米大統領選挙と株式市場

 米大統領選挙は4年ごとに行われます。過去に大統領選があった年のS&P500株価指数の月次パフォーマンスを累積的に示すと下のチャートのようになります。


図:大統領選挙の年のS&P500株価指数(1944~2016年)


トランプ再選確率は?先読み!米大統領選とマーケット
単位:%
出所:ストックトレーダーズ・アルマナック

 このチャートから分かることは、大統領選挙の年は平均して+6.94%であり、まずまずのパフォーマンスが期待できるということです。

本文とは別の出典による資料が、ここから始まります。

PR #371, opened 2023-03-29
Drop separate syntax constructs for markup

eemeli:
This is a minimally opinionated extension of our `{$foo :bar opt=42}` placeholder syntax to support markup elements.

The idea here is to drop "markup" as an explicit concept in the syntax and to allow for three different function prefix sigils:
- `:` for standalone content
- `+` for starting or opening elements
- `-` for ending or closing elements

The exact meaning of these standalone/open/close concepts is left undefined, allowing for each of the following styles to be equivalently expressible:

```
{Click {|a| +html}here{|a| -html} to continue}
```

```
{Click {+html.a}here{-html.a} to continue}
```

```
{Click {+ph}<a>{-ph}here{+ph}</a>{-ph} to continue}
```

### DIFF
--- a/spec/message.abnf
+++ b/spec/message.abnf
@@ -1,6 +1,6 @@
 message = [s] *(declaration [s]) body [s]
 
-declaration = let s variable [s] "=" [s] "{" [s] expression [s] "}"
+declaration = let s variable [s] "=" [s] placeholder
 body = pattern
      / (selectors 1*([s] variant))
 
@@ -11,9 +11,6 @@ variant = when 1*(s key) [s] pattern
 key = nmtoken / literal / "*"
 
 placeholder = "{" [s] expression [s] "}"
-            / "{" [s] markup-start *(s option) [s] "}"
-            / "{" [s] markup-end [s] "}"
-
 expression = ((literal / variable) [s annotation])
            / annotation
 annotation = function *(s option)
@@ -38,9 +35,7 @@ literal-char = %x0-5B         ; omit \
              / %xE000-10FFFF
 
 variable = "$" name
-function = ":" name
-markup-start = "+" name
-markup-end = "-" name
+function = (":" | "+" | "-") name
 
 name    = name-start *name-char ; matches XML https://www.w3.org/TR/xml/#NT-Name
 nmtoken = 1*name-char           ; matches XML https://www.w3.org/TR/xml/#NT-Nmtokens
--- a/spec/message.abnf
+++ b/spec/message.abnf
@@ -1,17 +1,15 @@
 message = [s] *(declaration [s]) body [s]
 
-declaration = let s variable [s] "=" [s] placeholder
+declaration = let s variable [s] "=" [s] expression
 body = pattern
      / (selectors 1*([s] variant))
 
-pattern = "{" *(text / placeholder) "}"
-selectors = match 1*([s] placeholder)
+pattern = "{" *(text / expression) "}"
+selectors = match 1*([s] expression)
 variant = when 1*(s key) [s] pattern
 key = nmtoken / literal / "*"
 
-placeholder = "{" [s] expression [s] "}"
-expression = ((literal / variable) [s annotation])
-           / annotation
+expression = "{" [s] (((literal / variable) [s annotation]) / annotation) [s] "}"
 annotation = function *(s option)
 option = name [s] "=" [s] (literal / nmtoken / variable)
 
--- a/spec/message.abnf
+++ b/spec/message.abnf
@@ -5,8 +5,7 @@ body = pattern
      / (selectors 1*([s] variant))
 
 pattern = "{" *(text / placeholder) "}"
-selectors = match 1*([s] selector)
-selector = "{" [s] expression [s] "}"
+selectors = match 1*([s] placeholder)
 variant = when 1*(s key) [s] pattern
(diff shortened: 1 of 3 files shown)


eemeli:
This change simplifies parsing a bit, as `declaration`, `pattern` and `selectors` may now all refer to a single `placeholder`, rather than each needing to build their own wrappers around `expression`.

For clarity, I'm also suggesting here to change our language to say that a `match` statement may contain multiple `selector`s, rather than being itself a "selector" with multiple "expressions", and that the variants that follow are not a part of the `match` statement.

spec/message.abnf
```diff
@@ -1,19 +1,15 @@
...
      / (selectors 1*([s] variant))
 
 pattern = "{" *(text / placeholder) "}"
-selectors = match 1*([s] selector)
-selector = "{" [s] expression [s] "}"
+selectors = match 1*([s] placeholder)
 variant = when 1*(s key) [s] pattern
 key = nmtoken / literal / "*"
 
 placeholder = "{" [s] expression [s] "}"
```
stasm, line 12: Do we need `placeholder` at all now?

stasm (commented):
I’m looking forward to the discussion on Friday about whether open/close are needed in the syntax. Assuming they are, I think this approach is better than our current syntax. That said, I’m still not fond of plus and minus as prefixes. Also, perhaps it would be better to keep the starting `:` in all cases? As in, `:+strong` for the opening tag.

spec/message.abnf
eemeli: If we didn't have `placeholder`, the `"{" [s] ... [s] "}"` would need to be repeated in three different places. On the other hand, `expression` could be dropped by inlining its contents into `placeholder`, which is the only place where it's now used.

eemeli:
> [...] Also, perhaps it would be better to keep the starting `:` in all cases? As in, `:+strong` for the opening tag.

But why? At least to me `:+strong` and `:-strong` look much uglier than `+strong` and `-strong`, for no real benefit.

spec/message.abnf
stasm: I meant dropping `placeholder` and moving the braces to `expression`. I prefer “expression” because I wouldn’t call the RHS in a `let` declaration a “placeholder”.

eemeli: Would you prefer including that change in this PR, or as a separate follow-up?

eemeli: Done.

spec/message.abnf
```diff
@@ -1,21 +1,15 @@
...
 variant = when 1*(s key) [s] pattern
 key = nmtoken / literal / "*"
 
-placeholder = "{" [s] expression [s] "}"
-            / "{" [s] markup-start *(s option) [s] "}"
-            / "{" [s] markup-end [s] "}"
-
-expression = ((literal / variable) [s annotation])
-           / annotation
+expression = "{" [s] (((literal / variable) [s annotation]) / annotation) [s] "}"
```
aphillips, line 12: For my action item I am working on ABNF, but we might as well talk about it here. I was going to suggest:

```abnf
expression = "{" [s] (((literal / variable) [s annotation])
             / annotation) [s] "}"
annotation = (function / reserved) *(s option)
function = ":" name
reserved = (%21-%26 / %2a / %2b / %2d / %2f
           / %3b-%40 / %5e / %7e) name ; reserved sigil characters, specifically these: !"#$%&*+-/^~
```

I'm reluctant to embrace `+` and `-` being "function introducers". I would rather just have a single starter for the "thing we've been calling a function" and having another name for other types of function. If these are different constructs, they should parse to another production name. That can be accommodated by pushing it down a level:

```abnf
annotation = named *(s option)
named = function / reserved
function = ":" name
reserved = [!@#$%^&*+-<>?] name
```
 This would allow something to become unreserved by adding a named production:

```abnf
annotation = named *(s option)
named = function / reserved
function = ":" name
fragment = "#" name
reserved = [!@$%^&*+-<>?] name ; deleted # from here
```

eemeli: I suspect that ultimately anything that may have an argument and/or a bag of options could be represented by some sort of "function". The proposed shape of `reserved` encodes this as the only possible direction for the extension of the spec, so ultimately anything that would be later un-reserved could effectively be described as a "function introducer".

If we don't want to limit ourselves this way, then really the `reserved` construct ought to be defined on a higher level, allowing for more freedom (using this PR's syntax as a baseline):
```abnf
expression = "{" [s] (((literal / variable) [s annotation]) / annotation / reserved) [s] "}"
reserved = reserved-start reserved-body
reserved-start = "!" / "@" / "#" / "$" / "%" / "^" / "&" / "*" / "<" / ">" / "?"
reserved-body = *(reserved-char / reserved-escape / ("{" reserved-body "}") / literal)
reserved-char = %x0-5B         ; omit \
              / %x5D-7A        ; omit { | }
              / %xE000-10FFFF
reserved-escape = backslash ( backslash / "|" / "{" / "}" )
```

Now, independently of how we might proceed with `reserved`, I do think that "open" and "close" placeholders are sufficiently common that they definitely should have their own top-level introducers `+` and `-`. This leaves us with at least 11 more to use for other concepts, should that prove desirable later on.

mihnita (approved):
Thank you!

eemeli:
Merging, as agreed during today's call.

現職大統領が勝つシナリオではパフォーマンスはさらに良くなることが分かります。


 逆に現職が敗北するケース(グレー)では1月・2月と9月・10月にマーケットが下げているのです。


 一般論として、経済が良く、株式市場も高いときは現職が有利であり、逆に経済が悪いときは大統領を出す政党が入れ替わることが多いです。


 それをもう少し詳しく見てみましょう。


米大統領選の年の過去のS&P500株価指数パフォーマンスは?

 下の表は過去の米大統領選の年の毎月のS&P500株価指数のパフォーマンスを示しています。緑でハイライトした部分は特に月次パフォーマンスが良かった月、逆に赤でハイライトしたのは特に酷いパフォーマンスだった月です。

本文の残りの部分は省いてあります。